Оно уже рядом, и я просыпаюсь со сдавленным стоном, выдавая себя. Приподнявшись, я вижу лицо Дмитрия между моих бёдер. Его пальцы во мне, умело ласкают, его язык тоже, а взгляд не отпускает, требует подчинения. Я дёргаюсь, в панике от того, что слишком близка к оргазму. Я не знаю, как его остановить, как захлопнуться в прошлом неприятии секса.

— Нет! — хриплю жалобно, но в растянутом слоге уже звучат нотки удовольствия.

— Да! — Дмитрий обнимает мой затылок ладонью, чтобы поймать мой взгляд. Другая рука ускоряет темп, подводит меня к самому краю. — Тебе можно! — говорит он. — Можно! Позволь себе кончить! Новое начало — это удовольствие.

Он поймал меня врасплох, вторгся в мой сон, где я чиста от наказания, которое взвалила на себя, и от рамок, в которых не хочу больше оставаться.

— Вытолкни это наружу! — требует Дмитрий.

Я не знаю, что за «это» я должна вытолкнуть наружу, но приказ проходит по телу молнией. Пальцы Дмитрия сжимаются во мне с такой силой, словно он пытается удержать в ладони мой оргазм, запечатлеть его формулу.

Мне почти больно. Удовольствие мстит мне за потерянный год, и меня скручивает в сладко-болезненных судорогах.

Дмитрий сжимает мои бёдра и со стоном выпивает мой первый, чистый, новорожденный оргазм.

Я позволяю Дмитрию ловить дрожь моих мышц, оставаться между моих ослабших ног.

Мне кажется, он проложил во мне путь, по которому я смогу пройти снова. Разодрал колючую проволоку и дебри, закрывавшие свет.

В воздухе запах грозы и страсти, наш с Дмитрием запах.

— Я хочу тебя! — говорит он, отвлекая, чтобы я не успела осознать, что он возбудил меня во сне, воспользовался моей абсолютной слабостью.

— Однажды ты сказал, что следует хотеть правильные вещи, а не то, что взбредёт в голову, — я мщу ему за самонадеянную выходку.
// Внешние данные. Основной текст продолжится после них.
PR #115, opened 2019-12-06
Implement `Transaction.getRecord`, and resolve several other unrelated issues

### LINKED ISSUE #106: Transactions and QueryBuilders should retry execute on BUSY
https://github.com/hashgraph/hedera-sdk-java/blob/master/src/main/java/com/hedera/hashgraph/sdk/HederaCall.java#L75-L76

### LINKED ISSUE #111: TransactionId.account should be TransactionId.accountId

### LINKED ISSUE #112: TransactionId.newId should not exist
I don't see the difference from the constructor?

### LINKED ISSUE #113: fromProto and toProto should be private/protected methods everywhere
We don't want to expose that association directly

### LINKED ISSUE #114: In BaseClient, too much of the operator internals is public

Хотя чего-то подобного следовало ожидать. Дмитрий хотел, чтобы я кончила, а я противилась. Он всегда добивается своего.

Он не отвечает, а входит в меня, и я ощущаю это совсем по-другому, не как раньше. Живая плоть встречается с его, и он чувствует разницу, влажную мягкость, силу моего трепета. Дмитрий замирает, впитывая отголоски моего оргазма. Двигается медленно, следит за удивлённой негой моего взгляда. Каждым стоном и движением даёт понять, насколько ему лучше так, по живому, по-настоящему, когда я отпустила себя.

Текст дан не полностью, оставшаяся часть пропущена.